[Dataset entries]
***
PR #202, opened 2024-08-19
add INFO logs to show test progress

jeremychoi:
- add INFO logs to show test progress (key name, counts, vulnerability found count)
 - version updated to 0.1.1

### DIFF
--- a/scanners/generic/tools/oobtkube.py
+++ b/scanners/generic/tools/oobtkube.py
@@ -1,7 +1,7 @@
 #!/usr/bin/env python3
 #######################################
 #
-# [v0.1.0] OOBT(Out of Band testing) for Kubernetes.
+# [v0.1.1] OOBT(Out of Band testing) for Kubernetes.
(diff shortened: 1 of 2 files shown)


scanners/generic/tools/oobtkube.py
```diff
@@ -105,13 +110,35 @@ def get_sarif_output(shared_queue):
...
+        else:
+            count += 1
+            key_list.append(key)
+
+    logging.info(f"Parameters to be tested: {key_list} (total: {count})")
+    return count
+
+
+# pylint: disable=R0913
+def find_leaf_keys_and_test(
```
ccronca, line 128: A comment explaining the purpose of this function would be really helpful

ccronca (approved):
lgtm

scanners/generic/tools/oobtkube.py
jeremychoi: Thanks. Added a brief comment.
***
| Problem to work on |
After the last line of the data, restate all the entries verbatim.

| Output for this task |
PR #202, opened 2024-08-19
add INFO logs to show test progress

jeremychoi:
- add INFO logs to show test progress (key name, counts, vulnerability found count)
 - version updated to 0.1.1

### DIFF
--- a/scanners/generic/tools/oobtkube.py
+++ b/scanners/generic/tools/oobtkube.py
@@ -1,7 +1,7 @@
 #!/usr/bin/env python3
 #######################################
 #
-# [v0.1.0] OOBT(Out of Band testing) for Kubernetes.
+# [v0.1.1] OOBT(Out of Band testing) for Kubernetes.
(diff shortened: 1 of 2 files shown)


scanners/generic/tools/oobtkube.py
```diff
@@ -105,13 +110,35 @@ def get_sarif_output(shared_queue):
...
+        else:
+            count += 1
+            key_list.append(key)
+
+    logging.info(f"Parameters to be tested: {key_list} (total: {count})")
+    return count
+
+
+# pylint: disable=R0913
+def find_leaf_keys_and_test(
```
ccronca, line 128: A comment explaining the purpose of this function would be really helpful

ccronca (approved):
lgtm

scanners/generic/tools/oobtkube.py
jeremychoi: Thanks. Added a brief comment.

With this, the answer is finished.